PR #3939, opened 2026-06-05
Add ObservableList + retain TimeSeries values array to avoid recomputation when not necessary

rolnico:

No

Feature

When a TimeSeries is computed, if you call `.toArray()` on it twice in a row, the array is computed twice, even if no modification has been made on the TimeSeries in between.

When a TimeSeries is computed, if you call `.toArray()` on it, the array is computed once and then saved in memory for future use.
If any modification is done on the TimeSeries, the saved array is discarded so that it is recomputed at the next call.
To help, a new interface `ObservableList` and its implementation `ObservableArrayList` were added, so that you can add listeners (via a new class `ListChangeListener`) on any list modification

- [ ] Yes
- [x] No

**Other information**:

### DIFF
--- a/commons/src/main/java/com/powsybl/commons/list/ObservableArrayList.java
+++ b/commons/src/main/java/com/powsybl/commons/list/ObservableArrayList.java
@@ -1,0 +1,213 @@
+/*
+ * Copyright (c) 2026, RTE (https://www.rte-france.com)
+ * This Source Code Form is subject to the terms of the Mozilla Public
+ * License, v. 2.0. If a copy of the MPL was not distributed with this
+ * file, You can obtain one at http://mozilla.org/MPL/2.0/.
+ * SPDX-License-Identifier: MPL-2.0
+ */
+package com.powsybl.commons.list;
+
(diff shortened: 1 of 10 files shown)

INSTRUCTIONS TO FOLLOW — Working through the records above, copy each line in which "powsybl" is found.

EXPECTED ANSWER —
--- a/commons/src/main/java/com/powsybl/commons/list/ObservableArrayList.java
+++ b/commons/src/main/java/com/powsybl/commons/list/ObservableArrayList.java
+package com.powsybl.commons.list;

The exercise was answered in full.